You have your own concerns as well.  In many deals today, part of the purchase price might be in the form of a promissory note or an earnout.  An earnout is a payment made by buyer in the future based upon the future performance of the business after closing the purchase.  By sticking around in some capacity you have the ability to keep an eye on the business. 

Long term employment agreements work in certain limited situations, especially when a recapitalization is done.  In a recapitalization, the seller retains an ongoing minority stake, sometimes significant in the business.  However, for the most part, in straight out purchases, it has been my experience that a consulting agreement is the best vehicle for continuity. 

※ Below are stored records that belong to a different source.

PR #17926, opened 2019-06-13
New Signup 3 - verify phone number

buoyad:
- Route to verify screen after `addPhoneNumber`
- Accept code and call to verify
- Exit on success

cc @keybase/y2ksquad

### DIFF
--- a/shared/actions/json/settings.json
+++ b/shared/actions/json/settings.json
@@ -6,9 +6,10 @@
   ],
   "actions": {
     "addPhoneNumber": {
-      "_description": "Add a phone number and kick off a text message with a verification code. If the phone number is already added, just kicks off the verification message.",
+      "_description": "Add a phone number and kick off a text message with a verification code. If `resend` is passed, ignores the other params and uses stashed params from store.",
       "allowSearch": "boolean",
-      "phoneNumber": "string"
+      "phoneNumber": "string",
+      "resend?": "boolean"
     },
     "addedPhoneNumber": {
       "_description": "We just attempted to add a phone number and either got an error or the number is pending verification.",
--- a/shared/actions/json/settings.json
+++ b/shared/actions/json/settings.json
@@ -12,6 +12,7 @@
     },
     "addedPhoneNumber": {
       "_description": "We just attempted to add a phone number and either got an error or the number is pending verification.",
+      "allowSearch": "boolean",
       "error": "string",
       "phoneNumber": "string"
     },
--- a/shared/actions/json/settings.json
+++ b/shared/actions/json/settings.json
@@ -14,7 +14,7 @@
     "addedPhoneNumber": {
       "_description": "We just attempted to add a phone number and either got an error or the number is pending verification.",
       "allowSearch": "boolean",
-      "error": "string",
+      "error?": "string",
       "phoneNumber": "string"
     },
     "verifyPhoneNumber": {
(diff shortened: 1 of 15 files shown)


shared/signup/phone-number/verify.tsx
```diff
@@ -3,105 +3,101 @@ import * as Kb from '../../common-adapters'
...
-    return (
-      <SignupScreen
-        onBack={this.props.onBack}
-        banners={this.props.error ? [<Kb.Banner key="error" color="red" text={this.props.error} />] : []}
-        buttons={[{label: 'Continue', onClick: this.props.onContinue, type: 'Success'}]}
-        titleComponent={
+const VerifyPhoneNumber = (props: Props) => {
+  // Clear data on unmount
+  React.useEffect(() => {
+    return props.onCancel
```
jakob223: did you mean to call `onCancel` instead of returning it? I don't understand what this is doing if not.

shared/signup/phone-number/verify.tsx
```diff
@@ -3,105 +3,101 @@ import * as Kb from '../../common-adapters'
...
+          autoFocus={true}
+          style={styles.input}
+          flexable={true}
+          keyboardType="numeric"
+          onChangeText={onChangeCode}
+          textType="Header"
+          textContentType="oneTimeCode"
+        >
+          <Kb.Text type="Header" style={styles.inputText}>
+            {/* We put this child in Input because some text styles don't work on input itself - the one we need here is letterSpacing */}
```
jakob223: Is that a limitation of the base react/HTML component, or of our `PlainInput`? if the latter, should we modify `PlainInput` to allow this style?

shared/actions/settings.tsx
```diff
@@ -515,11 +519,48 @@ const passwordChanged = () => SettingsGen.createLoadedHasRandomPw({randomPW: fal
...
   RPCTypes.ctlStopRpcPromise({exitCode: action.payload.exitCode})
 
-const addPhoneNumber = (_, action: SettingsGen.AddPhoneNumberPayload, logger) => {
+const addPhoneNumber = (state: TypedState, action: SettingsGen.AddPhoneNumberPayload, logger) => {
   logger.info('adding phone number')
-  const {phoneNumber, allowSearch} = action.payload
+  let {phoneNumber, allowSearch, resend = false} = action.payload
+  if (resend) {
+    logger.info('resending verification code')
+    phoneNumber = state.settings.phoneNumbers.pendingVerification
```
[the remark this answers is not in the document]
jakob223: Having read the rest of the code, this makes sense now - never mind.

shared/signup/phone-number/verify.tsx
buoyad: It's an RN limitation

shared/signup/phone-number/verify.tsx
buoyad: No, this is `componentWillUnmount` a-la hooks. We return the callback that should be called on unmount and updates. I actually think this is a pretty bad pattern, it is also called when props in the second array change, so I imagine it could lead to terrible unexpected behavior if something in the connector changes.

shared/actions/json/settings.json
```diff
@@ -6,15 +6,30 @@
...
       "phoneNumber": "string"
     },
     "verifyPhoneNumber": {
       "_description": "Submit a verification code for a phone number",
       "phoneNumber": "string",
       "code": "string"
     },
+    "verifiedPhoneNumber": {
+      "_description": "We verified a phone number or hit an error.",
+      "error": "string",
```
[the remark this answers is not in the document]
buoyad: Yep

First, it satisfies all the concerns of buyer.  It is a vehicle to continue seller’s presence as needed as a mentor/advisor, and as an ambassador with customers and vendors.  Next, if structured properly, it fulfills seller’s concerns.  First, it is usually part-time, giving seller a measure of the freedom he has longed for.  Second, it often does not require seller to be at the buyer’s office.  Sometimes phone contact is sufficient.  Third, it usually lasts for a brief duration.  A six month period is not unusual.  Fourth, and most importantly, a consultant maintains a professional relationship with buyer.  It is a business proposition between equals and not the unequal employer/employee relationship.